Spitzkohlpäckchen mit Belugalinsen und Röstpaprika

Spitzkohlpäckchen mit Belugalinsen und Röstpaprika

12. November 2020

Spitzkohl ist mein offizieller „Gspusi“, obwohl ich fast jede Kohlart liebe. Die meisten Sprösslinge der riesigen Familie werden als deftig abgestempelt, in die rustikal-derbe Ecke gestellt und kulinarisch unterschätzt. Ich fertige oft Päckchen aus Kohlblättern und packe stets Feinstes ins Innere. Mit Linsen und Röstpaprika fluffig befüllt, mit Nussbutter gesalbt, golden gebacken, flankiert von Kartoffel-Meerrettich-Schnee und Rosenkohl avancieren putzige Kugeln mit Krönchen zum feinsinnigen Festmahl!

Kohl schätzt man quer durch die Länder der Erde, überdauert hat er einfach alles. Mit Pläsier beobachte ich in den letzten Jahren, dass Kohl wieder salonfähig wird. Ich bin mit der „Schlachtplatte“ aufgewachsen, die fettige Würste und allerlei Geselchtes gräulich und unschön und mastig auf schmalzigem Kraut präsentierte. Die französischen Nachbarn frönen dem „Choucroute“, und legen sich damit ins gehaltvolle Zeug mit ähnlicher Anmutung. Aber auch in der gehobenen Küche hat man sich im Zuge verstärkter Besinnung auf Regionalität dem unverwüstlichen und äußerst vielseitigen Gemüse zugewandt. Champagnerkraut hatte ohnehin überdauert, mal „gestanden“ mit Weintrauben, mal „exotisch“ mit Ananas. Gerne bettet man edlen Fisch darauf, ein Klassiker ist der Zander auf Rahmkraut.

Mein erstes Kochkapitel

Lachs-Zander-Strudel war eines meiner ersten Hochküche-Rezepte, an denen ich mich abarbeitete. Die frühen Kochsendungen meines kulinarischen Lebens – die Beiträge von Max Inzinger in der ZDF-Drehscheibe zähle ich nicht dazu – titelten mit „Essen wie Gott in Deutschland“. Das Strudel-Rezept stammte aus dem begleitenden Buch. Leider schwamm die Rolle vom Blech, denn ich wusste damals noch nicht, was ich heute weiß – hatte man es im Rezept vergessen zu erwähnen? – dass man das den Fisch umhüllende Sauerkraut drinnen im Blätterteigmantel vorher bestmöglich auspressen muss! Viel Arbeit, nicht wenig Materialeinsatz, enttäuschte Köchin. Weitermachen lautete die Devise, sich durch Misserfolg entmutigen zu lassen ist keine Option!

Blumenkohl

Kohl-Kür

Der Kohl und die Sterneköche kommen auf „Du und Du!“. Zart fermentierten Rotkohl und golden gratinierten Sellerie zu lackierter Entenbrust und einer Tranche aus der Keule durfte ich kürzlich genießen. Zusammengefasst hat man die köstliche Speise unter der Überschrift „Das Beste vom Land!“. Der Blumenkohl kommt häufig gut „belüftet“ als Schaumsüppchen oder Espuma ins Spiel und wird, mit nicht zu wenig Sahne, aufgelockert, von möglicher Dumpfigkeit entkoppelt. Hauchdünn gehobelt punktet er ausgebacken in Tempurateig, dazu passt eine Miso-Mayonnaise perfekt.
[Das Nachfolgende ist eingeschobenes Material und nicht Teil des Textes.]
PR #783, opened 2017-09-06
Update var name to avoid conflicts with legacy code

bjankord:
### Summary
We've found in some cases the `$terra-breakpoints` variable in the responsive element can conflict with the variable named the same in terra-legacy-theme. This causes the CSS modules export to be reported as string values instead of numeric values. This update ensures this variable is unique in our code and avoids conflicts with existing terra variable names.

@cerner/terra


tbiethman:
Very Nice

PR #786, opened 2017-09-08
Slide Group - Fix Focus & Add Nightwatch

### LINKED ISSUE #647: Slide Group Keyboard Focus

### LINKED ISSUE #774: Slide Group - Add Nightwatch Tests
# Issue Description
The slide group component needs nightwatch tests written to functionally verify the component behaves as expected. The current tests only tests slide entry. 

## Issue Type

- [ ] New Feature
- [ ] Enhancement
- [ ] Bug
- [x] Other

emilyrohrbough:
### Summary
This PR 
- Closes #647 - Removes keyboard focus of hidden slides
- Closes #774 - Adds nightwatch tests 

## Notes
I am open to suggestions on improving the test step which tests interaction with the hidden elements on a slide.


packages/terra-slide-group/src/Slide.scss
```diff
@@ -17,6 +17,10 @@
     }
   }
 
+  .slide[aria-hidden] {
+    display: none;
```
tbiethman: This style will hide the element immediately, causing the animations to not look quite right.  We're going to have to uplift to the react-transition-group ^2.0, which exposes handlers we can use to hide elements at the appropriate time.

emilyrohrbough:
Spoke with @tbiethman. My initial fix hid the 'old' slide immediately, which affected how animations looked. We decided it would be good to bump the react-transitions-group dependency from v.1.1.3 to v2.2.0. This bump allows lifecycle callbacks that are used to manipulate when aria-hidden is applied on an 'old' slide while the 'new' slide is transitioned in.

packages/terra-slide-group/src/Slide.scss
emilyrohrbough: Changed made in [this commit](https://github.com/cerner/terra-core/pull/786/commits/cc81fa06ee69492644309d10f470f8686107c96b)

bjankord: I think we might be able to use `visibility: hidden;` instead of `display: none;` to prevent focus. This would play nicer with the animations.

mmalaker:
Keyboard navigation functions correctly except for IE and Edge. In those browsers, the slide panels do not maintain tab focus. This is most evident when selecting the Decrement button. You can trigger it only once from the keyboard. Thereafter, the focus shifts out of the slide panel and on to the page navigation.

emilyrohrbough:
@mmalaker, @tbiethman and I discussed this behavior. The content of the slide group can by anything and we do not know the context of intended use or placement, so we determined the component utilizing the slide group should handle the focus shifts.

emilyrohrbough:
@mmalaker Are these README updates clear/what you would expect?

mmalaker:
Still have a typo: "accessibly" should be accessibility. While we're at it, let's specify that we mean keyboard accessibility. Once that text is corrected we are good to go.

mmalaker:
Functional verification completed. The slide group examples display and function correctly and the documentation is correct regarding keyboard accessibility.

Issue #637, opened 2017-07-18
Datepicker popup arrow rtl


Matt-Butler:
# Issue Description
When dir=rtl, the datepicker popup arrow does not point at the text-field. 

## Issue Type

- [ ] New Feature
- [ ] Enhancement
- [x] Bug
- [ ] Other

## Current Behavior

![datepicker-arrow](https://user-images.githubusercontent.com/8146159/28339698-9105b37a-6bd2-11e7-9d44-6df0396bb715.gif)

bjankord:
This has been released in terra-date-picker@1.11.0

PR #792, opened 2017-09-11
Fix Datepicker's Bidirectional Rendering

emilyrohrbough:
### Summary
This PR sets react-datepicker's popup attachment to fix bidi display. Closes https://github.com/cerner/terra-core/issues/637.


mmalaker:
Functional verification completed. The calendar popup's positioning is now correct in both LTR and RTL.

Issue #794, opened 2017-09-11
isSelected prop of Table.SingleSelectableRow child not honored without isSelectable


dv297:
# Issue Description
For terra-table, there are examples of the SingleSelectableRows in the project in test files that show a row as "selected".

```jsx
<Table.SingleSelectableRows>
  <Table.Row isSelected key={'PERSON_0'}>
    <Table.Cell content="John Smith" key="NAME" />
    <Table.Cell content="123 Adams Drive" key="ADDRESS" />
    <Table.Cell content="111-222-3333" key="PHONE_NUMBER" />
  </Table.Row>
</Table.SingleSelectableRows>
```

However, this does not cause any visible change in the UI. It's only when the `isSelectable` property is `true` that `isSelected` is honored. I'm not sure if this is deliberate, but the fact that it shows up in so many tests and in the documentation as having isSelected as being true but having `isSelectable` as `undefined` makes it seem like a bug.

## Issue Type

- [ ] New Feature
- [ ] Enhancement
- [ ] Bug
- [X] Other

## Expected Behavior
The highlighting of the row should be independent of `isSelectable`. If a row defines `isSelectable` as false, the row could still take `isSelected` as `true`, which would allow the row to be permanently selected. If `isSelectable` is `undefined` on the row, the row should be selectable from the SingleSelectableRows component

## Current Behavior
The row is not highlighted initially when the `isSelected` prop is `true`.

## Side Note
I am also working on contributing a MultipleSelectableRows component. With this component, multiple rows can be selected, but this table should also allow the user to deselect rows. This means that an `isSelectable` prop might not be as appropriate. Something like `isSelectionChangeable` might be more accurate, and could work for both multiple and single.

PR #795, opened 2017-09-12
Added MultipleSelectableRows to terra-table

dv297:
### Summary
This pull request adds a new component called `MultipleSelectableRows` to terra-table. This allows the user to select multiple rows from a table.

### Additional Details
I logged issue #794 , where the `isSelected` prop is not honored without the `isSelectable` prop set as true in `SingleSelectableRows`. I changed the behavior of this in the `MultipleSelectableRows` component so that if you defined `isSelected`, it would be selected, regardless if you defined `isSelectable`. As mentioned in the issue, `isSelectable` is kind of a confusing name at this point, as `isSelected` could be `true` while `isSelectable` is false (in cases where you would want the row to be permanently hard-coded as selected). The desired behavior and interactions of these two props should probably be discussed.

### DIFF
--- a/CONTRIBUTORS.md
+++ b/CONTRIBUTORS.md
@@ -29,6 +29,7 @@ Cerner Corporation
 - Michael Hemesath [@mhemesath]
 - Umesh Shimpi [@us044466]
 - Rishi Asthana [@rasthana]
+- Daniel Vu [@dv297]
 
 
 [@ryanthemanuel]: https://github.com/ryanthemanuel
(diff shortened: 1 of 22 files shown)


emilyrohrbough:
@dv297 I checked out #794 and it appears to be a bug with the rendering of SingleSelect Table. I am currently in the process of addressing this issue. That being said, could you log an enhancement issue for the MultiSelect Table Rows and include a tech design for this PR?

jmsv6d:
Should this PR be closed until it's been updated and ready for review?

dv297:
We can do that. With the new changes to SelectableTable, I have to rebase anyways. Closing.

Die Idee greife ich immer wieder gerne auf, denn Miso kitzelt den Geschmacksnerv und Mayonnaise ist für mich der aufregendste Aggregatszustand neben Butter und geschlagener Sahne, den Fett annehmen kann. Die geniale Rezeptur von gebratenem und roh mariniertem Blumenkohl, kombiniert mit halbgetrockneten Orangenfilets, habe ich aus Alexander Herrmanns Kochbuch „Geschmacksgeheimnisse“. Seither weiß ich es sicher: Mit dem Kohl kann man seine Wunder erleben!

Kohl-Liebe

Kohl wird auf der ganzen Welt angebaut, kein Kontinent, auf dem man ihn nicht antrifft, die Sortenvielfalt ist riesig. Nach Tomaten ist er das am häufigsten angebaute Gemüse, und er ist eines der ältesten Gemüse. Schon die Steinzeitmenschen haben diverse Zipperlein mit ihm bekämpft. Im Krieg war er neben Rüben überlebenswichtig zum satt werden, so manch einer hatte ihn jedoch danach tatsächlich satt und verschmähte ihn. Ich gebe zu, dass ich die zerkochten Kohlgerichte meiner Kindheit auch nicht so richtig mochte und überhaupt nicht den muffigen Geruch, der beim Nachhausekommen aus der Schule bereits an der Haustür wartete. Auch mit den klebrigen Mehlschwitzen dieser Gerichte hatte ich es nicht, denn mit cremiger, buttriger Béchamel hatten sie nicht viel zu tun.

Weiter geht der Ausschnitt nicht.